Norm Wilke is proud of his girls.
“It’s a hobby,” said Norm, who is 75 years old.
He keeps the Clydesdale mares in a stable near his Bargain Barn warehouse in Shiloh, Missouri.
He has raised Clydesdales for the past 17 years. Two mares, “Ruby” and “Babe”, stay at the Bargain Barn.
“Dawn” grazes near his farmhouse off Illinois 161 in Belleville. All three are pregnant and should deliver their foals in early spring. Norm plans to keep these three foals.
“I’d like to raise a few babies again.”
Most are dark brown (bay) with black manes, a white blaze on the forehead and white feet.
“They call those white stockings,” said Norm who grew up in St. Libory and has been around horses all his life.
Norm was asked about the gentle giant draft horses, famed mascots of Anheuser-Busch.
“People from Anheuser-Busch came out to look at it. The width of the white blaze was just right and so were the length of the stockings.”
Being chosen is also referred to as “making the hitch.” The foal’s father is from a Clydesdale farm in Springfield.
Norm was asked how he started raising Clydesdales and how did he drive them.
“I’ve always liked horsin’ around. When I was about 60, I thought it was time for retirement, time to try something new.
I went to an auction and got my first team of draft horses in Columbia, Missouri. They were both females and easy to train.”

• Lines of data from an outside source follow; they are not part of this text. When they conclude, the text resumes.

PR #1039, opened 2021-04-28
Set minimum window size for pintk

### LINKED ISSUE #1036: pintk window initial size
On Macs, when you run `pintk` the initial GUI window size is tiny and needs to be expanded manually to even see the GUI buttons or anything.  It would be great to fix this.

paulray:
This sets a minimum size for a pintk window. This fixes #1036 at least on Mac.
Could people try on other platforms?

### DIFF
--- a/src/pint/scripts/pintk.py
+++ b/src/pint/scripts/pintk.py
@@ -160,10 +160,11 @@ def main(argv=None):
     args = parser.parse_args(argv)
 
     root = tk.Tk()
+    root.minsize(800, 600)
     if not args.test:
         app = PINTk(root, parfile=args.parfile, timfile=args.timfile, ephem=args.ephem)
         root.protocol("WM_DELETE_WINDOW", root.destroy)
-        root.mainloop()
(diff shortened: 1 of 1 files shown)


src/pint/scripts/pintk.py
```diff
@@ -160,10 +160,11 @@ def main(argv=None):
     args = parser.parse_args(argv)
 
     root = tk.Tk()
+    root.minsize(800, 600)
     if not args.test:
         app = PINTk(root, parfile=args.parfile, timfile=args.timfile, ephem=args.ephem)
         root.protocol("WM_DELETE_WINDOW", root.destroy)
-        root.mainloop()
+        tk.mainloop()
```
scottransom, line 167: Any idea why this needed to change from `root` to `tk`?  Seems strange since the other change just modified `root`....

paulray: I don't think it is needed, but the examples I saw all did it that way, so I changed it. Probably it is synonymous.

Norm uses reins to guide the horses. Usually three are in a line. The middle horse has to be adaptable, able to turn by side-stepping, “To be good, they have to be ground-stompers and pick up their feet and hold themselves up and look proud.”
He drives them in local parades, most recently Mascoutah’s homecoming.
The reporter continued to ask Norm about his his pride and joy … his Clydesdales.
Do you have a favorite horse?
“”Dawn” had a foal this spring that qualified to make the team of Clydesdales at Anheuser-Busch.”
How much do they eat?
“They each eat a gallon and a half of grain a day and go through two-thirds of a bale of hay a day,” said Norm. “I have to keep the trough full because they can drink three to four gallons at a time.”
How big are Clydesdales at birth and how long do they usually live?
“Babies are about 3 feet tall at birth and weigh 125 pounds. Adult Clydesdales are 6 feet tall at the shoulder and usually weigh between 1,600 and 2,200 pounds. Most Clydesdales live to 20-25 years of age.
“Most of the babies are born late at night. I stay up with them, but if I leave for awhile, that’s usually when they have them.”
When can people visit the horses?
“They can come by anytime we’re open,” said Norm. Sometimes people come by after we’re closed but the horses are still out.” Visitors may pet them but are not allowed to feed them.
Norm is proud to still be enjoying the Clydesdales.
He plans to continue, regardless of his age.